Method Analysis of Frontrunner Contracts
Ethereum Smart contracts have massive flexibility, and one aspect of that is the MethodID system. Smart contracts are very similar to wallets, having an address that transactions can be sent to. When the user interacts with a smart contract, the main flexibility comes from choosing the input data they send to the contract. The above sketch shows a basic example from the Wrapped Ether Contract (WETH). Wrapped Ether is the same as Ether (ETH), but more useful in the DEFI ecosystem, so many contracts convert ETH to WETH, and vice versa
This example transaction was sent from a wallet address, and calls the MethodID 0x2e1a7d4d, with a 256 bit value, wad. This method tells the contract to convert 11 WETH for 11 ETH, and transfer that back to the sender wallet.

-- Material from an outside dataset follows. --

PR #3108, opened 2025-03-06
APS-2021: Link AP application with CAS1 offender.

vbala-moj:


src/main/kotlin/uk/gov/justice/digital/hmpps/approvedpremisesapi/jpa/entity/ApplicationEntity.kt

This MethodID system allows the user to interact with 1 Smart Contract in many different ways, with a variety of inputs.
While the most commonly used smart contracts like Token Routers, or Uniswap Routers have publicly available source code to understand the inputs, and desired outputs, the frontrunners are very secretive, and use entirely different conventions at times. In order to further understand the different functions and tasks carried out by the frontrunner contracts, I created a script that indexed the number of times a method was called each day, and ran this over the 9 month transaction history.
The above methods were all the method that were called more than 100 times over the 9 month history, and the contract contained 20 additional methods that were never called, and several more that were called less than 30 times, but I left those out in favor of readability.
Looking at the chart, you can see that the contract went through upgrades, and changed the methods it used to drain value. In the first weeks of the contract, you can see that methods were being called and tested, and then the contract rapidly upgraded until it began frontrunning in January of 2021. The first months predominantly used Method 2 and 6 in conjunction, as well as Method 0 and 1 in conjunction. Other methods were called occationally, but those 4 made up the majority of the transactions for those first few months.
In early April, the method calls change completely, and Methods 1, 2, and 6 are almost never called again, and the majority of the new calls are to Methods 0, 5, and 7. This marks a major upgrade in the contract, and the transaction inputs are changing as well. This style of frontrunning continues until late June, where another upgrade occurs, and the Fallback method begins processing the majority of transactions. This Fallback method is called when the first 4 bytes of the input data, (MethodID) don’t match up with any of the other MethodIDs of the contract. In most contracts, this method creates an error, and returns the ETH to the sender with an error message, but the frontrunner is using this to gain additional flexibility and efficiency with its calls, and uses an uncommon data input mechanism as shown below.
The fallback function of this frontrunner, which currently processes the majority of transactions, doesn’t follow the data input most contracts use, where every input it 32 bytes, with extra zeros to pad out smaller input values. Instead of storing contract addresses with 12 bytes of zeros and 20 bytes of data, the fallback method takes inputs of different byte ranges, lowering the number of bytes required, and making the contract more difficult to understand.
The more I learn about frontrunning on the Ethereum network, the more confused, frightened, and amazed I become. Looking at the call data and methods of this 1 contract, you can see that frontrunners are continuously being upgraded, improved, and changed to more efficiently drain value from average users, and the tools and methods these frontrunners utilize are different from what is normally seen on the Ethereum network, which makes it harder to understand what they are doing, which can make this a daunting problem to attempt to remedy.